### DATA PROVIDED
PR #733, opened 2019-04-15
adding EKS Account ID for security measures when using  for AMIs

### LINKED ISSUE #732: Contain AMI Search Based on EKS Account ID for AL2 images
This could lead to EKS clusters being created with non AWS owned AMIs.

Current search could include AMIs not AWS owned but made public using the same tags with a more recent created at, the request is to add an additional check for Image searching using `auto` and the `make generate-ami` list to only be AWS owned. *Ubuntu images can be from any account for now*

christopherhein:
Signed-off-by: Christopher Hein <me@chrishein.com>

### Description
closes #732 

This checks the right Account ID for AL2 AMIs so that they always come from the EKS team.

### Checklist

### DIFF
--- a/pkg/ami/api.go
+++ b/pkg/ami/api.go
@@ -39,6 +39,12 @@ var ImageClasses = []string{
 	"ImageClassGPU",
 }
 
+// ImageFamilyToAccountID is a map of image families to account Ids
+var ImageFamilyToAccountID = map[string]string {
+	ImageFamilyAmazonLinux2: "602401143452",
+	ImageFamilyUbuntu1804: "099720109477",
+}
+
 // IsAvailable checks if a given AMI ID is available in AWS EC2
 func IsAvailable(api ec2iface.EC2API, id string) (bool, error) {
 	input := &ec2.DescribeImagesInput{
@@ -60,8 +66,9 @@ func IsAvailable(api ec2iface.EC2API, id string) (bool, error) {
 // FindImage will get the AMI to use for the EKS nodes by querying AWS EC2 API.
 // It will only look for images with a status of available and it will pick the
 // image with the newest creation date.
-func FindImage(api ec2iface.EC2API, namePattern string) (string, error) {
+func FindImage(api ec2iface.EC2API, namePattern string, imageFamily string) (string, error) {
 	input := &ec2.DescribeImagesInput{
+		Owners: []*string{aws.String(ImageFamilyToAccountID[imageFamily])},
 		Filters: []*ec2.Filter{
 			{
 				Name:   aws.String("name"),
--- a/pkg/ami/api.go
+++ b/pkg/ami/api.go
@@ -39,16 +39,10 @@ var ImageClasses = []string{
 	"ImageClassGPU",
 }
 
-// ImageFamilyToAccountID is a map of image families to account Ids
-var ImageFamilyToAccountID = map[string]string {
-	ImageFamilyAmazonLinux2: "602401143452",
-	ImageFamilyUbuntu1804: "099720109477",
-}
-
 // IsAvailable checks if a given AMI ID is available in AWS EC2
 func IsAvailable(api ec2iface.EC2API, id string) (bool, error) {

### ACTIVITY
Using the listing, count the lines where the word "will" appears and reply with only that number.

### ANSWER SPACE
2